# keras example - build a neural net 

This lesson uses the MNIST digits dataset. This is a collection of 70,000 hand-written digits (0-9), with 60,000 for training and 10,000 for testing. Each digit is a 28x28 pixel grayscale image.  The MNIST dataset is a well known dataset in machine learning.

In [None]:
import numpy as np
import matplotlib.pyplot as plt

from keras import layers, models
from keras.datasets import mnist
from keras.utils import to_categorical
from keras.models import Sequential
from keras.layers import Dense

from sklearn.metrics import confusion_matrix

The MNIST dataset is an internal dataset to the keras package.  The labels (y) are values between 0 and 9. Load the data into training and test datasets.

In [None]:
(X_train, y_train), (X_test, y_test) = mnist.load_data()

In [None]:
X_train.shape, y_train.shape, X_test.shape, y_test.shape

We can look at the first (of 60,000) training images.  It is a 28 x 28 array of values between 0 (black) and 255 (white)

In [None]:
X_train[0]

We can plot the image using matplotlib.

In [None]:
plt.imshow(X_train[0], cmap="gray")

In [None]:
y_train[y_train == 0] # returns all the zeros in the y_train
y_train[y_train == 1] # returns all the ones in the y_train

Let's have a look at some more of these images. The next code cell finds the first image of each class (0 through 9) in the training data and plots it with the label above.

In [None]:
num_classes = 10

# Create a subplot
fig, ax = plt.subplots(1, num_classes, figsize=(20,20))  

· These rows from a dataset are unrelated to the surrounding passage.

PR #30, opened 2019-05-27
Export issue-json-key type as IssueCode

Khazuar:
A short suggestion on how to make your framework easier to use.

### DIFF
--- a/src/vocabularyChecker/detectWrongSyntax.test.ts
+++ b/src/vocabularyChecker/detectWrongSyntax.test.ts
@@ -1,7 +1,6 @@
 import React from "react";
 import ReactDOM from "react-dom";
-import { Severity } from "../checking/issue";
-import IssueCode from "../checking/issueCodes";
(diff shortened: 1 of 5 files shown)


src/vocabularyChecker/detectWrongSyntax.test.ts
```diff
@@ -63,7 +62,7 @@ describe("logSingleWord", () => {
 		const position: Position = { fromIndex: 0, toIndex: 4 };
 		const issues = logSingleWord("Hello", position);
 		expect(issues).toEqual({
-			code: IssueCode.VocabularyIssue,
+			code: InvalidWord,
```
Khazuar: No, that won't work that way. `InvalidWord` as you imported it is a `{ message: string, severity: string }` and not a `string` as should be expected!

Khazuar: @Korosensei42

# Loop through 10 classes from train dataset and add labels from test dataset
for i in range(num_classes): # 0 to 9
  sample = X_train[y_train == i][0] # Get first image from each class
  ax[i].imshow(sample, cmap="gray") # Show sample image
  ax[i].set_title(f"Label:{i}") # Set title as class label

We need to one-hot encode the classses so thatwe have a set of 10 0/1 vectors
For example 2 becomes [0,0,1,0,0,0,0,0,0,0].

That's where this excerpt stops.